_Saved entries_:
PR #6538, opened 2025-03-30
perf(toml): add `Scanner` `match()` method, capturing numbers and bare key patterns using sticky regexp

timreichen:
This allows for more complex regexps match checks.


toml/_parser.ts
```diff
@@ -123,6 +123,14 @@ export class Scanner {
   isCurrentCharEOL() {
     return this.char() === "\n" || this.slice(0, 2) === "\r\n";
   }
+
+  match(regExp: RegExp) {
+    const match = this.#source.slice(this.#position).match(regExp);
```
kt3k, line 128: `#source.slice(this.#position)` this part creates large substring of source input. This seems defeating the purpose of Scanner class. I think we should keep the existing way of matching against small part of source string.

timreichen: I agree that using `slice()` is not very efficient. I updated the PR so it doesn't slice the string. Could you take another look?

toml/_parser.ts
```diff
@@ -121,6 +121,15 @@ export class Scanner {
...
     return this.#source.startsWith(searchString, this.#position);
   }
+
+  match(regExp: RegExp) {
+    regExp = new RegExp(
+      regExp.source,
+      regExp.sticky ? regExp.flags : regExp.flags + "y",
+    );
+    regExp.lastIndex = this.#position;
+    return this.#source.match(regExp);
```
kt3k, line 131: This matches against (potentially large) `#source` text. On the other hand, the current code usually slices only necessary small text before matching/testing against regexp. I'm not sure this doesn't include any perf degradation.

toml/_parser.ts
```diff
@@ -115,6 +115,15 @@ export class Scanner {
   startsWith(searchString: string) {
     return this.#source.startsWith(searchString, this.#position);
   }
+
+  match(regExp: RegExp) {
+    regExp = new RegExp(
```
kt3k, line 120: Can we give `y` flag to the original regexp instance and avoid creating new regexp each time?

timreichen: Yes we could. I just worry about accidental missing sticky flags which might introduce unintended behavior/bugs and headaches in the future.
How about we add a check just to be on the safe side?
```ts
if (!regExp.sticky) {
  throw new Error(`RegExp ${regExp} does not have a sticky 'y' flag`);
}
```

kt3k: > How about we add a check just to be on the safe side?

Sounds a good idea to me.

kt3k (approved):
LGTM

I also did some benchmark test. Now the entire `toml/parse_test.ts` pass slightly faster than the main with this change. Nice work

```
~/denoland/std $ g co -; hyperfine -w 10 "deno test toml/parse_test.ts"
Switched to branch 'main'
Your branch is up to date with 'origin/main'.
Benchmark 1: deno test toml/parse_test.ts
  Time (mean ± σ):      86.1 ms ±  21.9 ms    [User: 61.8 ms, System: 25.5 ms]
  Range (min … max):    64.9 ms … 179.2 ms    33 runs
 
~/denoland/std $ g co -; hyperfine -w 10 "deno test toml/parse_test.ts"
Switched to branch 'toml-add-Scanner-match-method'
Your branch is up to date with 'timreichen/toml-add-Scanner-match-method'.
Benchmark 1: deno test toml/parse_test.ts
  Time (mean ± σ):      83.3 ms ±  16.8 ms    [User: 61.2 ms, System: 25.4 ms]
  Range (min … max):    67.6 ms … 142.8 ms    32 runs
```

PR #6544, opened 2025-03-31
feat(data-structures/unstable): add `BinarySearchTree` methods `ceiling`, `floor`, `higher`, `lower`

### LINKED ISSUE #3069: add method "higher" "lower" "floor" "ceiling" to BinarySearchTree

https://deno.land/std@0.170.0/collections/binary_search_tree.ts?source

add method "higher" "lower" "floor" "ceiling" to BinarySearchTree

https://docs.oracle.com/javase/7/docs/api/java/util/TreeSet.html#ceiling(E)

https://docs.oracle.com/javase/7/docs/api/java/util/TreeSet.html#floor(E)

https://docs.oracle.com/javase/7/docs/api/java/util/TreeSet.html#higher(E)

https://docs.oracle.com/javase/7/docs/api/java/util/TreeSet.html#lower(E)

https://www.npmjs.com/package/@datastructures-js/binary-search-tree#upperbound-ceil

WWRS:
closes #3069

~~May break custom binary trees that reimplement `BinarySearchTree.#findNode()`. I think it's unlikely that anyone is doing that given that `#findNode()` should work on all child data structures of binary search trees.~~ As pointed out, this is not a problem.

The new methods have the same time complexity as `find()`.


lionel-rowe:
> May break custom binary trees that reimplement `BinarySearchTree.#findNode()`

It's not possible to reimplement `#private` methods in derived classes. Implementing a method with the same name in the derived class creates a new method that's only accessible within the derived class, rather than overriding the method in the parent.

```ts
class A {
    #private() {
        return 'A'
    }

    foo() {
        console.log(this.#private())
    }
}

class B extends A {
    #private() {
        return 'B'
    }

    bar() {
        console.log(this.#private())
    }
}

new A().foo() // logs 'A'
new B().foo() // still logs 'A'
new B().bar() // logs 'B'
```

WWRS:
Ah, I see where I got confused. There's a change to an export in `_binary_search_tree_internals` and that gets used by `RedBlackTree`. I thought this meant `RedBlackTree` used some sort of extension of `internals`, but that's just exported to allow `RedBlackTree` access to those private methods. So the type change cannot cause any problems.

kt3k:
BinarySearchTree is part of stable API and we prefer to not mix stable features and unstable features.

Can you create an unstable version of BinarySearchTree in `unstable_binary_search_tree.ts` (probably by subclassing the stable one) and move the new methods there? (and also can you move the test cases of them in `unstable_binary_search_tree_test.ts`?)

WWRS:
@kt3k Moved to `unstable_binary_search_tree.ts` 👍

kt3k (approved):
Thanks for updating!

LGTM

PR #6545, opened 2025-04-01
chore: remove `lint:import-map` task

iuioiua:
IIUC, workspaces functionality automatically takes care of inter-package imports. See #5746 for context.


iuioiua:
Well, CI's passing 🤷🏾‍♂️

kt3k:
We don't test actual publishing in CI (`deno publish` sometimes fail only without `--dry-run`)

iuioiua:
So should we expect all users of workspaces to maintain their package versions via an import map? Genuine question.

PR #6546, opened 2025-04-01
chore: improve lint rules

iuioiua:
These changes improve lint rules by ensuring that future JSR lint rules, which should apply to this codebase, are enforced. It also removes the need to explicitly include the `verbatim-module-syntax` rule.


kt3k (approved):
LGTM

PR #6921, opened 2025-12-30
fix(async): improve deadline() validation and performance

tomas-zijdemans:
- Add NaN input validation (throws TypeError)
- Fix docs to clarify >= MAX_SAFE_INTEGER boundary
- Skip AbortSignal.any() overhead for single-signal cases
- Add test for NaN handling

Benchmarks show ~2.7× faster for the common timeout-only case, ~7× faster when no deadline is needed. The dual-signal path is roughly equivalent.


tomas-zijdemans:
I closed this PR, since the NaN check seems overkill and the code got a bit over-engineered. Feel free to merge it if you still like it :D

PR #6922, opened 2025-12-30
refactor(async): improve retry() input validation

tomas-zijdemans:
Switched to using delay() for timeout handling.

Input handling:
- Uses RangeError instead of TypeError for invalid options
- Validates maxAttempts is a positive integer
- Validates multiplier is a finite number >= 1
- Validates jitter is between 0 and 1 (was only checking > 1)
- Adds NaN checks for maxTimeout, minTimeout, and jitter


kt3k:
We have the policy of accepting a new feature to stable APIs as unstable feature first. See https://github.com/denoland/std/blob/main/.github/CONTRIBUTING.md#new-features-in-stable-packages-version--100

Can you move feature addition part of this change to a different PR, targeting `unstable_retry.ts`?

tomas-zijdemans:
> We have the policy of accepting a new feature to stable APIs as unstable feature first. See https://github.com/denoland/std/blob/main/.github/CONTRIBUTING.md#new-features-in-stable-packages-version--100
> 
> Can you move feature addition part of this change to a different PR, targeting `unstable_retry.ts`?

Sorry, I should have considered that!

I've reverted the new feature, while still keeping delay() instead of setTimeout. I hope this is acceptable (it allows retry to handle very large timeouts correctly)

PR #6923, opened 2025-12-30
refactor(async): optimize delay() for common timeout durations

tomas-zijdemans:
Added an early return for the "normal" path

Fixed unclear comment (delay does not throw, it returns a rejected promise)


kt3k (approved):
LGTM. Thanks!

PR #6924, opened 2025-12-31
refactor(semver): removing unreachable code, bringing coverage to 100%

achedges:
This change refactors a handful of internal functionality to remove unreachable code, and adds a couple of new tests to bring up line coverage.

Comments added inline, I hope this helps!

### DIFF
--- a/semver/parse_range_test.ts
+++ b/semver/parse_range_test.ts
@@ -683,6 +683,7 @@ Deno.test("parseRange() handles wildcards", () => {
   assertEquals(parseRange("<1.*.*"), [
     [{ operator: "<", major: 1, minor: 0, patch: 0 }],
   ]);
+  // FIXME(kt3k): The following case should equal `[{ operator: "<", major: 2, minor: 0, patch: 0 }]`
   assertEquals(parseRange("<=1.*.2"), [
     [{ operator: "<", major: 1, minor: NaN, patch: 0 }],
   ]);


semver/greater_than_range.ts
```diff
@@ -54,7 +54,7 @@ function lessThanComparator(version: SemVer, comparator: Comparator): boolean {
     case undefined:
       return cmp < 0;
     case "!=":
-      return false;
+      return cmp >= 0;
```
achedges, line 57: I'll admit this one had me scratching my head a bit.  It seems that, in the context of this internal utility function, simply inverting the outcome for the `!=` operator (compared to the `=` operator) should suffice for producing the intended effect.

semver/less_than_range.ts
```diff
@@ -56,7 +56,7 @@ function greaterThanComparator(
     case undefined:
       return cmp > 0;
     case "!=":
-      return false;
+      return cmp <= 0;
```
achedges, line 59: See comments on `greater_than_range.ts`

semver/parse_range.ts
```diff
@@ -27,29 +26,8 @@ function parseComparator(comparator: string): Comparator | null {
 
   if (!groups) return null;
 
-  const { operator, prerelease, buildmetadata } =
```
achedges, line 30: Unless I'm missing something here, if the regex match succeeds at all, the resulting groups will contain elements for each semver component.  This code was attempting to manually parse what this regex was already doing.

semver/parse_range.ts
```diff
@@ -347,7 +324,15 @@ function handleEqualOperator(groups: RangeRegExpGroups): Comparator[] {
   }
   const prerelease = parsePrerelease(groups.prerelease ?? "");
   const build = parseBuild(groups.build ?? "");
-  return [{ operator: undefined, major, minor, patch, prerelease, build }];
+
```
achedges, line 327: We can use the `=` string if we have it, the net-effect is the same.

semver/parse_range.ts
```diff
@@ -369,13 +354,8 @@ function parseOperatorRange(string: string): Comparator | Comparator[] | null {
...
     case ">=":
       return handleGreaterOrEqualOperator(groups);
-    case "=":
-    case "":
-      return handleEqualOperator(groups);
     default:
-      throw new Error(
-        `Cannot parse version range: '${groups.operator}' is not a valid operator`,
-      );
+      return handleEqualOperator(groups);
```
achedges, line 358: The existing `default` case should not be possible, so we can use the equals/empty operator to exercise a switch default.

semver/greater_than_range_test.ts
```diff
@@ -204,6 +205,5 @@ Deno.test("greaterThanRange() handles not equals operator", () => {
     prerelease: [],
     build: [],
   }]];
-  // FIXME(kt3k): This demonstrates a bug. This should be false
-  assertEquals(greaterThanRange(version, range), true);
+  assertEquals(greaterThanRange(version, range), false);
```
kt3k, line 208: oh, thanks for fixing this!

semver/less_than_range_test.ts
```diff
@@ -186,6 +186,5 @@ Deno.test("lessThanRange() handles not equals operator", () => {
     prerelease: [],
     build: [],
   }]];
-  // FIXME(kt3k): This demonstrates a bug. This should be false
-  assertEquals(lessThanRange(version, range), true);
+  assertEquals(lessThanRange(version, range), false);
```
kt3k, line 189: 👍

semver/parse_range_test.ts
```diff
@@ -677,6 +683,9 @@ Deno.test("parseRange() handles wildcards", () => {
   assertEquals(parseRange("<1.*.*"), [
     [{ operator: "<", major: 1, minor: 0, patch: 0 }],
   ]);
+  assertEquals(parseRange("<=1.*.2"), [
+    [{ operator: "<", major: 1, minor: NaN, patch: 0 }],
```
kt3k, line 688: I think this should be `[{ operator: "<", major: 2, minor: 0, patch: 0 }]` (though it's the existing behavior)

`npm:semver` works like the below:
```ts
import * as semver from "npm:semver";

console.log(semver.satisfies("1.9.9", '<=1.*.2')) // => prints true
console.log(semver.satisfies("2.0.0", '<=1.*.2')) // => prints false
```

I'm adding `FIXME` comment above for now.

kt3k (approved):
Thank you for working on this! LGTM

semver/parse_range_test.ts
achedges: Got it!  I'll take a look, thanks for the pointer.

PR #6926, opened 2026-01-01
fix(async/unstable): make circuit breaker state getter pure

tomas-zijdemans:
Fixed an issue where accessing .state can mutate internal state and fire onStateChange callback.

Also added a note documenting a known race condition


kt3k (approved):
LGTM

PR #6930, opened 2026-01-04
fix(collections): correct overload ordering

tomas-zijdemans:
The type-guard overload (`el is U`) was declared after the generic boolean overload. I might be wrong, but I think since Typescript matches overload from top to bottom, having the generic one first would means it always wins in the current code ? 🤷 

The below code fails `deno check` on main, but compiles after this fix.

```
import { partition } from "@std/collections/partition";

// Test: type-guard should narrow types
const mixed: (string | number)[] = [1, "a", 2, "b"];
const isString = (x: string | number): x is string => typeof x === "string";

const [strings, numbers] = partition(mixed, isString);

// These assignments will fail at compile time
const _verifyStrings: string[] = strings;
const _verifyNumbers: number[] = numbers;

console.log("strings:", strings);  // ["a", "b"]
console.log("numbers:", numbers);  // [1, 2]
```

**Other changes:**

- Update doc, since both overloads had identical examples (it % 2 === 0), which didn't demonstrate the value of the type-guard overload
- Added tests for type-guard and non-array iterables

### DIFF
--- a/collections/partition_test.ts
+++ b/collections/partition_test.ts
@@ -73,3 +73,42 @@ Deno.test({
     );
   },
 });
+
+Deno.test({
+  name: "partition() handles type guard predicates",
+  fn() {
+    const mixed: (string | number)[] = [1, "a", 2, "b"];
+    const isString = (x: string | number): x is string => typeof x === "string";
+    const [strings, numbers] = partition(mixed, isString);
+
+    assertEquals(strings, ["a", "b"]);
+    assertEquals(numbers, [1, 2]);
+  },
+});
+
+Deno.test({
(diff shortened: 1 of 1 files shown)


kt3k:
> Typescript matches overload from top to bottom, having the generic one first would means it always wins in the current code ? 🤷

I think you are right. Thanks for catching this

ref https://github.com/microsoft/TypeScript/issues/1860#issuecomment-72154737

> Overload ordering absolutely matters. The rule is that the first applicable overload is chosen.

kt3k (approved):
LGTM!

PR #6931, opened 2026-01-04
refactor(collections): optimize zip()

tomas-zijdemans:
zip() is already fast, so this was more just as an experiment. Still, after benchmarking this change, zip seems to run ~3x faster. So might be worth it?

- Replaced .map() with manual loops
- Inlined minOf() calculation
- Added sparse array test


kt3k (approved):
LGTM 👍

_WHAT YOU HAVE TO DO_:
Say how many lines above contain "logs", and give no words besides the number.

_SOLUTION_:
3